YOUR GOAL: Within the data that follows, set down exactly the lines from the one containing "PR #184, opened 2023-02-22" through the one containing "Looks good!", both ends included.

**** DATA SHOWN ****

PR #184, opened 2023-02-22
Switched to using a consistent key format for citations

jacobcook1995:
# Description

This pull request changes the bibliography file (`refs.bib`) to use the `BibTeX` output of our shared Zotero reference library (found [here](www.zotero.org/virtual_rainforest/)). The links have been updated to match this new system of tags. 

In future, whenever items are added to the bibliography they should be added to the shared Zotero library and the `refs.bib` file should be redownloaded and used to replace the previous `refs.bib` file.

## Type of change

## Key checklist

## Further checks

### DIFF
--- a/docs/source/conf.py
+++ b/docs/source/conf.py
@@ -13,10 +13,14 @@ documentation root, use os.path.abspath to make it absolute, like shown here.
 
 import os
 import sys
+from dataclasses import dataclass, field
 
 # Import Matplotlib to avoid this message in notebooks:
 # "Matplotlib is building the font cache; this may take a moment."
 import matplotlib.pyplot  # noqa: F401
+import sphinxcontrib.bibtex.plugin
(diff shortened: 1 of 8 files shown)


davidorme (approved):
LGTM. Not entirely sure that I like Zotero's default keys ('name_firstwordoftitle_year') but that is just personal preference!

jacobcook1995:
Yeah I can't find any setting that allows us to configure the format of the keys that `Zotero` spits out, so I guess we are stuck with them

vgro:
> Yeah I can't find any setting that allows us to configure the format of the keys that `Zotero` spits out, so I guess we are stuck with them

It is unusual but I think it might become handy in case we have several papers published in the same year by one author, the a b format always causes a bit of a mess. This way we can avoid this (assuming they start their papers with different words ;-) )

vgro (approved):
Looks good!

****
**** DATA SHOWN ****

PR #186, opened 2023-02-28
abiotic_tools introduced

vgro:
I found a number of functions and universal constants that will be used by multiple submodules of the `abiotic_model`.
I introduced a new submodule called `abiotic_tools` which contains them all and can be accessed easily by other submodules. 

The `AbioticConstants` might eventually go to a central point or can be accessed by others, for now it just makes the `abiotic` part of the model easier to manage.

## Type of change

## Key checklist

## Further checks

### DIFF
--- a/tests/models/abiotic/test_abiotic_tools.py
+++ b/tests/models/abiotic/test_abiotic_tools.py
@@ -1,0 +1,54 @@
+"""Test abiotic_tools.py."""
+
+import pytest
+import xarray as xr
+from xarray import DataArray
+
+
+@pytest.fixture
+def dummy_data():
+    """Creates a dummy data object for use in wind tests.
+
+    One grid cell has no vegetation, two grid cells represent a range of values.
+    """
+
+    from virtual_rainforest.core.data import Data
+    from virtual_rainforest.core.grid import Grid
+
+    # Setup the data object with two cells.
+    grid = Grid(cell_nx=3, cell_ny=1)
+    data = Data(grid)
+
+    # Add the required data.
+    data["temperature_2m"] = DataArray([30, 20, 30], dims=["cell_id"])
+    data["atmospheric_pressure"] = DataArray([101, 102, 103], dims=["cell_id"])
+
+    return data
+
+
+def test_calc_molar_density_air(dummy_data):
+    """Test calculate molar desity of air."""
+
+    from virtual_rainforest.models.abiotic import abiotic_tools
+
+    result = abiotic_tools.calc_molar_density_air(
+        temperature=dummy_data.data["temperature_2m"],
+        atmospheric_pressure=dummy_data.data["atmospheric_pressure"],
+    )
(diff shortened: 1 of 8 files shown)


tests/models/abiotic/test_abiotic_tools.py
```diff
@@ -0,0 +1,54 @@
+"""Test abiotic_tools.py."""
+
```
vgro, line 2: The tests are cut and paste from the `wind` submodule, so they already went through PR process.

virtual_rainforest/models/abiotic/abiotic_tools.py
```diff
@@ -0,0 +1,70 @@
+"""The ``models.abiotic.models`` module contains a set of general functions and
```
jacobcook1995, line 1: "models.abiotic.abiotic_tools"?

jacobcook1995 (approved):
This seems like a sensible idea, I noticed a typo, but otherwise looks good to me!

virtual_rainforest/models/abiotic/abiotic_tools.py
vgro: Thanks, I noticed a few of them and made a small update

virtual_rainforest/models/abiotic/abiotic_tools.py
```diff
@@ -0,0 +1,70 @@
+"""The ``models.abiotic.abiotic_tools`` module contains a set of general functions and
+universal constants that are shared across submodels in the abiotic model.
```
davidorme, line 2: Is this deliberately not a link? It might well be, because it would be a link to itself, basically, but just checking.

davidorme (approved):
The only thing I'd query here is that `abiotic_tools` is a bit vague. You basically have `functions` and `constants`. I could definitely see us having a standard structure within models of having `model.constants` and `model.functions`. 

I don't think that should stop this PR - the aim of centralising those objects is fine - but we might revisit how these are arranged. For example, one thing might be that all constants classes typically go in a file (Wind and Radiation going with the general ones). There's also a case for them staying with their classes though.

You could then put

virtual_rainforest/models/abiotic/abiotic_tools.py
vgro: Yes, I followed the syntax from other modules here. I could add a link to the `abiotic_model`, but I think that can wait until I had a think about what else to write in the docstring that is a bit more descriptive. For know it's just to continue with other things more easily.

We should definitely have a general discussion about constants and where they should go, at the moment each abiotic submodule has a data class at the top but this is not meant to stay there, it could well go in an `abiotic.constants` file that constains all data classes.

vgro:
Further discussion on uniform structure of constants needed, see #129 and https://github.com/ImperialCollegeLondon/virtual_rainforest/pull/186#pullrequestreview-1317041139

****

RESULT OF THE TASK:
PR #184, opened 2023-02-22
Switched to using a consistent key format for citations

jacobcook1995:
# Description

This pull request changes the bibliography file (`refs.bib`) to use the `BibTeX` output of our shared Zotero reference library (found [here](www.zotero.org/virtual_rainforest/)). The links have been updated to match this new system of tags. 

In future, whenever items are added to the bibliography they should be added to the shared Zotero library and the `refs.bib` file should be redownloaded and used to replace the previous `refs.bib` file.

## Type of change

## Key checklist

## Further checks

### DIFF
--- a/docs/source/conf.py
+++ b/docs/source/conf.py
@@ -13,10 +13,14 @@ documentation root, use os.path.abspath to make it absolute, like shown here.
 
 import os
 import sys
+from dataclasses import dataclass, field
 
 # Import Matplotlib to avoid this message in notebooks:
 # "Matplotlib is building the font cache; this may take a moment."
 import matplotlib.pyplot  # noqa: F401
+import sphinxcontrib.bibtex.plugin
(diff shortened: 1 of 8 files shown)


davidorme (approved):
LGTM. Not entirely sure that I like Zotero's default keys ('name_firstwordoftitle_year') but that is just personal preference!

jacobcook1995:
Yeah I can't find any setting that allows us to configure the format of the keys that `Zotero` spits out, so I guess we are stuck with them

vgro:
> Yeah I can't find any setting that allows us to configure the format of the keys that `Zotero` spits out, so I guess we are stuck with them

It is unusual but I think it might become handy in case we have several papers published in the same year by one author, the a b format always causes a bit of a mess. This way we can avoid this (assuming they start their papers with different words ;-) )

vgro (approved):
Looks good!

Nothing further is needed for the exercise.